PR #158, opened 2019-01-24
extension_commands: Added test and allow for projects not cloned

tejlmand:
This pr rebases nicely onto PR/156

Added tests to ensure missing extension files (in case a project in
not cloned) will not cause west built-in commands to fail.

### DIFF
--- a/src/west/commands/command.py
+++ b/src/west/commands/command.py
@@ -170,6 +170,10 @@ def _ext_specs(project):
             'west-commands file {} escapes project path {}'.
             format(project.west_commands, project.path))
 
+    # Project may not be cloned yet.
+    if not os.path.exists(spec_file):
+        return []
+
     # Load the spec file and check the schema.
     with open(spec_file, 'r') as f:
         try:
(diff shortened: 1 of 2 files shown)


src/west/commands/command.py
```diff
@@ -170,6 +170,10 @@ def _ext_specs(project):
             'west-commands file {} escapes project path {}'.
             format(project.west_commands, project.path))
 
+    # Project may not be cloned yet.
+    if not os.path.exists(spec_file):
```
carlescufi: Would this be better handled in the `with open()` below catching the exception?

carlescufi: Also, should we verify that the commands themselves exist, beyond the spec file?

tejlmand: can be done later.
currently working on additional test / commit to ensure we don'tr allow duplicates, e.g proj1 defining `ext_cmd_a` as well as proj2 also defining the same command.

but not as important as this PR

tejlmand: > Would this be better handled in the `with open()` below catching the exception?

personally I prefer testing before trying.
but that's just my preference.

mbolivar: > Also, should we verify that the commands themselves exist, beyond the spec file?

This should raise a BadExternalCommand. I'd prefer to handle that with an extra exception handler in main.

carlescufi:
@mbolivar I can rebase this now

PR #162, opened 2019-01-28
bootstrap: allow bootstrapping a manifest repository using ref to a pr

tejlmand:
The current west bootstrapping does not support:
```
west init --mr pull/<pr>/head
```
as example:
```
west init --mr pull/12666/head
```
fails with error:
```
fatal: Remote branch pull/12666/head not found in upstream origin
```

this PR allows to do `west init` on a pr.

Changing `west init` into using
- git init
- git fetch
- git checkout
as this allows users to specify other refs, such as pull/<no>/head
which is not possible with git clone on github.


marc-hb:
Just for the record, linking to a partial revert of this being discussed in #498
::::::
• **PROBLEM TO WORK ON**
Repeat the data precisely, line by line.

• **RESULT OF THE TASK**
PR #158, opened 2019-01-24
extension_commands: Added test and allow for projects not cloned

tejlmand:
This pr rebases nicely onto PR/156

Added tests to ensure missing extension files (in case a project in
not cloned) will not cause west built-in commands to fail.

### DIFF
--- a/src/west/commands/command.py
+++ b/src/west/commands/command.py
@@ -170,6 +170,10 @@ def _ext_specs(project):
             'west-commands file {} escapes project path {}'.
             format(project.west_commands, project.path))
 
+    # Project may not be cloned yet.
+    if not os.path.exists(spec_file):
+        return []
+
     # Load the spec file and check the schema.
     with open(spec_file, 'r') as f:
         try:
(diff shortened: 1 of 2 files shown)


src/west/commands/command.py
```diff
@@ -170,6 +170,10 @@ def _ext_specs(project):
             'west-commands file {} escapes project path {}'.
             format(project.west_commands, project.path))
 
+    # Project may not be cloned yet.
+    if not os.path.exists(spec_file):
```
carlescufi: Would this be better handled in the `with open()` below catching the exception?

carlescufi: Also, should we verify that the commands themselves exist, beyond the spec file?

tejlmand: can be done later.
currently working on additional test / commit to ensure we don'tr allow duplicates, e.g proj1 defining `ext_cmd_a` as well as proj2 also defining the same command.

but not as important as this PR

tejlmand: > Would this be better handled in the `with open()` below catching the exception?

personally I prefer testing before trying.
but that's just my preference.

mbolivar: > Also, should we verify that the commands themselves exist, beyond the spec file?

This should raise a BadExternalCommand. I'd prefer to handle that with an extra exception handler in main.

carlescufi:
@mbolivar I can rebase this now

PR #162, opened 2019-01-28
bootstrap: allow bootstrapping a manifest repository using ref to a pr

tejlmand:
The current west bootstrapping does not support:
```
west init --mr pull/<pr>/head
```
as example:
```
west init --mr pull/12666/head
```
fails with error:
```
fatal: Remote branch pull/12666/head not found in upstream origin
```

this PR allows to do `west init` on a pr.

Changing `west init` into using
- git init
- git fetch
- git checkout
as this allows users to specify other refs, such as pull/<no>/head
which is not possible with git clone on github.


marc-hb:
Just for the record, linking to a partial revert of this being discussed in #498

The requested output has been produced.